[Saved data entries]
_ _ _

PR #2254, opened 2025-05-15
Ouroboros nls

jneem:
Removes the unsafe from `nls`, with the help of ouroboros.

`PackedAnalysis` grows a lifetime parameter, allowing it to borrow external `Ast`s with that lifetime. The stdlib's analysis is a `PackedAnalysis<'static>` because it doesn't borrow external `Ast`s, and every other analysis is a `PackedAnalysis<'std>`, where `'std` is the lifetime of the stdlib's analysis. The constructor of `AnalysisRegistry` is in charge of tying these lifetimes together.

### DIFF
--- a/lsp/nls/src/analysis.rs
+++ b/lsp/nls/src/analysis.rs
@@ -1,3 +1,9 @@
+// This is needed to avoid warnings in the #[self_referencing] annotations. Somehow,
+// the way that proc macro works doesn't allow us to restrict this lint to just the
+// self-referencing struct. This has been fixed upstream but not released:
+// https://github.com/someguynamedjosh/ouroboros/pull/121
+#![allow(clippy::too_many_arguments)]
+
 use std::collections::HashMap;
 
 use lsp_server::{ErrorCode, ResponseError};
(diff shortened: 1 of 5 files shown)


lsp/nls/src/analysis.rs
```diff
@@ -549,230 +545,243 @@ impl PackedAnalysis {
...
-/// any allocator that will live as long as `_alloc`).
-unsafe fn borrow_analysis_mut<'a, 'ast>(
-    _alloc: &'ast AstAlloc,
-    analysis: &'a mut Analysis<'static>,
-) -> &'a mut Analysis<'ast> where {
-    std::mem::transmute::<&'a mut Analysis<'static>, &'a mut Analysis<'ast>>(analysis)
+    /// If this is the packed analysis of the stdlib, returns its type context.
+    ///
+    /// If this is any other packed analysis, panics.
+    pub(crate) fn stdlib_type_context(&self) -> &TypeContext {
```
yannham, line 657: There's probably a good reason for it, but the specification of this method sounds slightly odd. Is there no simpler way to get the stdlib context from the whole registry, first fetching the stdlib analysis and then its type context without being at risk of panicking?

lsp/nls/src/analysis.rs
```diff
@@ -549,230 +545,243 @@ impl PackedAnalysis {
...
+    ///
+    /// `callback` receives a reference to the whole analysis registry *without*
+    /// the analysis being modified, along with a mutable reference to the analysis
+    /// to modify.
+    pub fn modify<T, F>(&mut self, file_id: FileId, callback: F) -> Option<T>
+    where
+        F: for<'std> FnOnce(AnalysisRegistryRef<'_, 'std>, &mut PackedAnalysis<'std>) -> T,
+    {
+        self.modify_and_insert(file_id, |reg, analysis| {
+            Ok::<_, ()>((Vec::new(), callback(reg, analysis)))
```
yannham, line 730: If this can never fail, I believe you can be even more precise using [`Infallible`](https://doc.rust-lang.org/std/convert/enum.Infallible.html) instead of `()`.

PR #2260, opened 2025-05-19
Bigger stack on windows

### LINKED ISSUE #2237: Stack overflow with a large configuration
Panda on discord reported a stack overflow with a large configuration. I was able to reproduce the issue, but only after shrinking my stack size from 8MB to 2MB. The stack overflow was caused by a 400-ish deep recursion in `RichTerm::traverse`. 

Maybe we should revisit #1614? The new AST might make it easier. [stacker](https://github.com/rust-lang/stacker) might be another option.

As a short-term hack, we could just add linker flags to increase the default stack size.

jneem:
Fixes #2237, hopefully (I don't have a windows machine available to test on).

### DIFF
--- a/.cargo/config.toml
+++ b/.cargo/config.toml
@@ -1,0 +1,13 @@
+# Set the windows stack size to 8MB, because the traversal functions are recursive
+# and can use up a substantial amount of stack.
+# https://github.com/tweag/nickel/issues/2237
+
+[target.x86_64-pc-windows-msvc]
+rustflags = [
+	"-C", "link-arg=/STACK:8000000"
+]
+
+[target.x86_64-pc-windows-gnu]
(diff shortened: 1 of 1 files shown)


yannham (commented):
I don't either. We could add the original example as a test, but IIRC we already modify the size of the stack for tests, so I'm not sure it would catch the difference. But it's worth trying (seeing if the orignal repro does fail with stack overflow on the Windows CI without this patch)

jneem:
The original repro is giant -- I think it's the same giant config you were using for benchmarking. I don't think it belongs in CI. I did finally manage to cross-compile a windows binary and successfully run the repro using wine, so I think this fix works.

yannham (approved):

_ _ _

→ Required work:
Could you copy every line from the records that mentions the word "toml"?

→ Completed exercise:
--- a/.cargo/config.toml
+++ b/.cargo/config.toml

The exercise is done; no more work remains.